1. Probability Theory
1.1 Set Thoery
  • Sample space $S$ is the set of all possible outcomes of a particular experiment.
  • Two events $A$ and $B$ are disjoint (mutually exclusive) if $A\cap B=\phi$.
  • The events $A_1,A_2,\cdots$ are pairwise disjoint if $A_i \cap A_j=\phi$ for all $i \neq j$.
  • If $A_1,A_2,\cdots$ are pairwise disjoint and $\cup_{i=1}^{\infty} A_i=S$, then $\{ A_i\}$ forms a partition of $S$.


1.2 Basics of Probability Theory
  • A collection of subsets of $S$ is called a sigma algebra (or Borel field), denoted by $\mathcal{B}$. $$\begin{align*}S&=\{1,2,3\}\\\mathcal{B}&=\{ \phi ,\{ 1\} ,\{ 2\} ,\{ 3\} ,\{ 1,2\} ,\{ 1,3\} ,\{ 2,3\} ,\{ 1,2,3\}\}\end{align*}$$
  • Bonferroni's Inequality is useful when it is difficult to calculate the intersection probability. $$p(A\cap B) \geq p(A) + p(B) - 1$$


1.3 Conditional Probability and Independence
  • Bayes' Rule $$p(A|B)=\frac{p(B|A)p(A)}{p(B)}$$


1.4 Random Variable
  • Random variable is a function from a sample space $S$ into the real numbers.

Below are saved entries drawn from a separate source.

PR #14, opened 2023-06-29
Custom tiberium/ore palette per theater

MortonPL:
This PR allows users to set a custom tiberium/ore palette for each theater with `TiberiumPaletteName`. This setting is respected only when `[Constants]▶TheaterPaletteForTiberium=true`. If `TiberiumPaletteName` is not set, theater palette will be used.

RA2/YR uses a separate palette for ores (and possibly other things that I am unaware of), i.e. for temperate it's `isotem.pal` and `temperat.pal`.

In `Theater.ini`:
```ini
[SOMETHEATER]
TiberiumPaletteName=      ; palette file name with extension, defaults to nothing
```

### DIFF
--- a/src/TSMapEditor/Config/Theaters.ini
+++ b/src/TSMapEditor/Config/Theaters.ini
@@ -13,6 +13,7 @@ ConfigINIPath=INI/Temperat.ini
 ContentMIXName=IsoTemp.mix
 TerrainPaletteName=isotem.pal
 UnitPaletteName=unittem.pal
+TiberiumPaletteName=
 FileExtension=.tem
 NewTheaterBuildingLetter=A
 
--- a/src/TSMapEditor/Config/Theaters.ini
+++ b/src/TSMapEditor/Config/Theaters.ini
@@ -13,7 +13,7 @@ ConfigINIPath=INI/Temperat.ini
 ContentMIXName=IsoTemp.mix
 TerrainPaletteName=isotem.pal
 UnitPaletteName=unittem.pal
-TiberiumPaletteName=
+;TiberiumPaletteName=
 FileExtension=.tem
 NewTheaterBuildingLetter=A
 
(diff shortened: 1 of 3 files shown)


src/TSMapEditor/Rendering/TheaterGraphics.cs
```diff
@@ -422,6 +422,8 @@ public TheaterGraphics(GraphicsDevice graphicsDevice, Theater theater, CCFileMan
 
             theaterPalette = GetPaletteOrFail(theater.TerrainPaletteName);
             unitPalette = GetPaletteOrFail(Theater.UnitPaletteName);
+            if (Theater.TiberiumPaletteName.Length > 0)
```
Rampastring: Use `string.IsNullOrWhiteSpace`. That, as its name says, also covers cases when the string value is null or white space rather than just "empty". This effectively also makes the INI key optional.

src/TSMapEditor/Config/Theaters.ini
```diff
@@ -13,6 +13,7 @@ ConfigINIPath=INI/Temperat.ini
 ContentMIXName=IsoTemp.mix
 TerrainPaletteName=isotem.pal
 UnitPaletteName=unittem.pal
+TiberiumPaletteName=
```
Rampastring: Please comment this out as it's not necessary for DTA. By leaving it commented out, it still acts as a reference for YR modders.

src/TSMapEditor/Rendering/TheaterGraphics.cs
```diff
@@ -813,7 +815,12 @@ public void ReadOverlayTextures(List<OverlayType> overlayTypes)
                     shpFile.ParseFromBuffer(shpData);
                     Palette palette = theaterPalette;
 
-                    if (overlayType.Wall || overlayType.IsVeins || (overlayType.Tiberium && !Constants.TheaterPaletteForTiberium))
+                    if (overlayType.Tiberium && Constants.TheaterPaletteForTiberium)
+                        palette = tiberiumPalette ?? theaterPalette;
+                    else if (overlayType.Tiberium)
+                        palette = unitPalette;
```
Rampastring, line 820:
```cs
if (overlayType.Tiberium)
{
    palette = unitPalette;
    
    if (Constants.TheaterPaletteForTiberium)
        palette = tiberiumPalette ?? theaterPalette;
}
```

This avoids the duplicate check for `overlayType.Tiberium`.

Rampastring (changes requested):

Rampastring (approved):

PR #15, opened 2023-06-30
Allow reading game INIs from MIX files

MortonPL:
This PR enables reading rules, expansion rules, art, expansion art, theme and theater INI files directly from MIXes. Files in game directory remain higher priority.
Tutorial INI is not included, as it uses a file watcher.

This PR also makes building foundation parsing less strict (case insensitive).

### DIFF
--- a/src/TSMapEditor/Extensions/IniFileEx.cs
+++ b/src/TSMapEditor/Extensions/IniFileEx.cs
@@ -49,6 +49,9 @@ public class IniFileEx: IniFile
     /// <returns>Constructed INI file or empty INI file on failure.</returns>
     public static IniFileEx FromPathOrMix(string filePath, string gameDirectory, CCFileManager ccFileManager)
     {
+        if (filePath.Length == 0)
+            return new();
+
         string rulesPath = Path.Combine(gameDirectory, filePath);
         if (File.Exists(rulesPath))
             return new(rulesPath);
--- a/src/TSMapEditor/Extensions/IniFileEx.cs
+++ b/src/TSMapEditor/Extensions/IniFileEx.cs
@@ -48,19 +48,19 @@ public class IniFileEx: IniFile
     /// <param name="filePath">Path to file or file name inside MIX file system.</param>
     /// <param name="gameDirectory">The path to the game directory.</param>
     /// <param name="ccFileManager">File manager object holding MIXes.</param>
-    /// <returns>Constructed INI file or empty INI file on failure.</returns>
+    /// <returns>Loaded INI file, or empty INI file object if the file was not found.</returns>
     public static IniFileEx FromPathOrMix(string filePath, string gameDirectory, CCFileManager ccFileManager)
     {
         if (filePath.Length == 0)
             return new();
 
-        string rulesPath = Path.Combine(gameDirectory, filePath);
-        if (File.Exists(rulesPath))
-            return new(rulesPath, ccFileManager);
+        string iniPath = Path.Combine(gameDirectory, filePath);
+        if (File.Exists(iniPath))
+            return new(iniPath, ccFileManager);
 
-        var rulesBytes = ccFileManager.LoadFile(filePath);
-        if (rulesBytes != null)
-            return new(new MemoryStream(rulesBytes), ccFileManager);
+        var iniBytes = ccFileManager.LoadFile(filePath);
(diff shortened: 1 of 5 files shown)


src/TSMapEditor/Extensions/IniFileEx.cs
```diff
@@ -15,34 +16,59 @@ public class IniFileEx: IniFile
...
+    /// <param name="filePath">Path to file or file name inside MIX file system.</param>
+    /// <param name="gameDirectory">The path to the game directory.</param>
+    /// <param name="ccFileManager">File manager object holding MIXes.</param>
+    /// <returns>Constructed INI file or empty INI file on failure.</returns>
+    public static IniFileEx FromPathOrMix(string filePath, string gameDirectory, CCFileManager ccFileManager)
+    {
+        if (filePath.Length == 0)
+            return new();
+
+        string rulesPath = Path.Combine(gameDirectory, filePath);
```
Rampastring: `rulesPath` is not a good name as this might be any INI file.

src/TSMapEditor/Extensions/IniFileEx.cs
```diff
@@ -15,34 +16,59 @@ public class IniFileEx: IniFile
...
+        if (File.Exists(rulesPath))
+            return new(rulesPath, ccFileManager);
+
+        var rulesBytes = ccFileManager.LoadFile(filePath);
```
Rampastring: See above.

src/TSMapEditor/Extensions/IniFileEx.cs
```diff
@@ -15,34 +16,59 @@ public class IniFileEx: IniFile
...
+        Inherit(ccFileManager);
+    }
+
+    /// <summary>
+    /// Creates an INI file from a directory + path or from MIX file system.
+    /// </summary>
+    /// <param name="filePath">Path to file or file name inside MIX file system.</param>
+    /// <param name="gameDirectory">The path to the game directory.</param>
+    /// <param name="ccFileManager">File manager object holding MIXes.</param>
+    /// <returns>Constructed INI file or empty INI file on failure.</returns>
```
Rampastring: I'd prefer the comment as `Loaded INI file, or empty INI file object if the file was not found.`. That way the success and failure cases are cleanly separated by the comma.

src/TSMapEditor/Models/Map.cs
```diff
@@ -151,6 +151,7 @@ public Rectangle LocalSize
 
         private readonly Initializer initializer;
 
+        public CCFileManager ccFileManager;
```
Rampastring: Is there any reason for this to be public? If not, make it private. If yes, then start it with an uppercase letter (and make it a property), as public field and property names in C# are started with an uppercase letter.

If it's only assigned in the constructor and never re-assigned afterwards, also make it `readonly`.

Rampastring (changes requested):

src/TSMapEditor/UI/Windows/MainMenuWindows/MapSetup.cs
```diff
@@ -31,17 +32,20 @@ public static class MapSetup
         /// <returns>Null of loading the map was successful, otherwise an error message.</returns>
         public static string InitializeMap(string gameDirectory, bool createNew, string existingMapPath, string newMapTheater, Point2D newMapSize, WindowManager windowManager)
         {
-            IniFileEx rulesIni = new(Path.Combine(gameDirectory, Constants.RulesIniPath));
-            IniFileEx firestormIni = new(Path.Combine(gameDirectory, Constants.FirestormIniPath));
-            IniFileEx artIni = new(Path.Combine(gameDirectory, Constants.ArtIniPath));
-            IniFileEx artFSIni = new(Path.Combine(gameDirectory, Constants.FirestormArtIniPath));
+            ccFileManager.GameDirectory = gameDirectory;
```
Rampastring: You need to reinitialize the `CCFileManager` instance here, otherwise you will cause potential problems if you open multiple maps in one session.

An alternative solution is adding a `Clear` method to the `CCFileManager` class that clears the search directories, mix files, and file location information, and then calling that method here.

Rampastring (changes requested):

Rampastring (approved):

Rampastring (approved):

1.5 Distribution Functions

The cumulative distribution funciton (cdf) of a random variable $X$, denoted by $F_X(x)$, is defined by $$F_X(x)=p_X(X\leq x), \text{ for all }x$$ The function $F(x)$ is a cdf if and only if the following three conditions hold:

  1. $\lim_{x \rightarrow -\infty} F_X(x)=0$, and $\lim_{x\rightarrow \infty}F_X(x)=1$.
  2. $F_X(x)$ is a nondecreasing function of $x$.
  3. $F_X(x)$ is right-continuous; that is, $\lim_{\epsilon \rightarrow 0^+} F_X(x+\epsilon)=F_X(x)$, for every number $x \in \mathbb{R}$.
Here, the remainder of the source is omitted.